By | October 12, 2020

As one of the hottest markets in pharmaceuticals, immunology has become a murderers’ row of blockbuster drugs in recent years. But Bristol Myers Squibb has big hopes for a next-gen entry in Zeposia, and it’s angling for a foothold in ulcerative colitis to get the ball rolling. 

Zeposia helped 18.4% of ulcerative colitis patients reach clinical remission at the 10-week mark of treatment compared with 6.8% of patients on placebo and maintained those results after one year, according to data from the phase 3 True North study, presented Saturday at the United European Gastroenterology virtual meeting. 

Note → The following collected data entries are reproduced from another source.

PR #1246, opened 2021-06-15
NativeAOT-LLVM: Pass this to calls - initial support for GT_IND and GT_NE

yowl:
This PR adds support for passing `this` to instance methods from the clrjit->LLVM module.  Also starts support for GT_IND and GT_NE.  I moved a few methods around to prevent forward references, so sorry about that churn.

### DIFF
--- a/src/coreclr/jit/llvm.cpp
+++ b/src/coreclr/jit/llvm.cpp
@@ -35,7 +35,6 @@ static const char* (*_addCodeReloc)(void*, void*);
 static const uint32_t (*_isRuntimeImport)(void*, CORINFO_METHOD_STRUCT_*);
 static char*     _outputFileName;
 static Function* _doNothingFunction;
-static unsigned int                       _pointerSize;
 Compiler::Info                            _info;
 Compiler*                                 _compiler;
 Function*                                 _function;
@@ -65,8 +64,6 @@ extern "C" DLLEXPORT void registerLlvmCallbacks(void*       thisPtr,
         _module = new Module(llvm::StringRef("netscripten-clrjit"), _llvmContext);
         _module->setTargetTriple(triple);
         _module->setDataLayout(dataLayout);
-        // TODO: better to get this from compiler, but where is it?
-        _pointerSize = _module->getDataLayout().getPointerSize();
         _outputFileName = (char*)malloc(strlen(outputFileName) + 7);
         strcpy(_outputFileName, "1.txt"); // ??? without this _outputFileName is corrupted
         strcpy(_outputFileName, outputFileName);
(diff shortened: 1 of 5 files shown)


src/coreclr/jit/llvm.cpp
```diff
@@ -64,6 +65,8 @@ extern "C" DLLEXPORT void registerLlvmCallbacks(void*       thisPtr,
         _module = new Module(llvm::StringRef("netscripten-clrjit"), _llvmContext);
         _module->setTargetTriple(triple);
         _module->setDataLayout(dataLayout);
+        // TODO: better to get this from compiler, but where is it?
```
SingleAccretion: I don't think we have a dynamic value for it. Forms I've personally seen in the past: `TARGET_POINTER_SIZE` define, `genTypeSize(TYP_I_IMPL)`. Seems like the define is most popular.

src/coreclr/jit/llvm.cpp
```diff
@@ -235,8 +283,65 @@ Value* genTreeAsLlvmType(GenTree* tree, Type* type)
     failFunctionCompilation();
 }
 
-llvm::Value* buildUserFuncCall(GenTreeCall* gtCall, llvm::IRBuilder<>& builder)
+int getTotalParameterOffset(CORINFO_SIG_INFO &sigInfo)
```
```suggestion
int getTotalParameterOffset(CORINFO_SIG_INFO& sigInfo)
```

src/coreclr/jit/llvm.cpp
```diff
@@ -235,8 +283,65 @@ Value* genTreeAsLlvmType(GenTree* tree, Type* type)
...
+{
+    if (offset == 0)
+        return shadowStack;
+
+    return _builder->CreateGEP(shadowStack, _builder->getInt32(_pointerSize));
+}
+
+bool isThisArg(GenTreeCall* gtCall, GenTree* operand)
 {
+    // TODO: is the this arg always a late arg?
```
SingleAccretion: I think you can make this logic not dependent on the lateness of `this`:
```c++
if (gtCall->gtCallThisArg == nullptr)
{
    return false;
}
   
return _compiler->gtGetThisArg(gtCall) == operand;
```
Also nit: `gtCall` -> `call` (here and elsewhere). The purpose of `gt`/`fg`/`gen` and others is the namespacing of sorts for when everything is a `Compiler` member. I don't think there is need to use the prefixes for locals.

yowl: Much better, thanks.

src/coreclr/jit/llvm.cpp
yowl: Done.

yowl:
Having problems with the CI...

SingleAccretion:
The CI <-> GitHub flow has broken recently, but the pipeline is still running. See https://dev.azure.com/dnceng/public/_build?definitionId=841.

jkotas (approved):
LGTM

PR #1248, opened 2021-06-16
RuntimeType devirtualization when using different reflection stack

MichalStrehovsky:
* Don't pass reference to System.Private.Reflectin.Core when reflection is disabled
* Give System.Type to RyuJIT (RyuJIT asserts if we give back null). This should be fine since RyuJIT has to assume inexact type.


jkotas (approved):
Thank you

Zeposia, a sphingosine-1-phosphate (S1P) receptor modulator, helped 37% of patients maintain remission at the 52-week mark of treatment compared with 18.5% of those who received placebo, Bristol said. Zeposia also aced the study’s key secondary endpoints, with 47.8% and 60% of patients showing a clinical response at 10 and 52 weeks, respectively, compared with 25.9% and 41% on placebo. 

It wasn’t an across-the-board win for Zeposia, however. In patients previously treated with an anti-TNF inhibitor such as AbbVie’s Humira, Zeposia’s benefit over placebo was less pronounced. At 10 weeks, the drug’s clinical remission rates weren’t significantly better than placebo’s, and Zeposia also couldn’t hit the significance threshold for remission rates and clinical response at one year.

With phase 3 data in hand, Bristol has stayed mum on when it would pursue a filing for ulcerative colitis. The company is “looking forward” to having those discussions in the future, said Mary Beth Harler, Bristol’s senior VP and head of immunology and fibrosis development and global drug development.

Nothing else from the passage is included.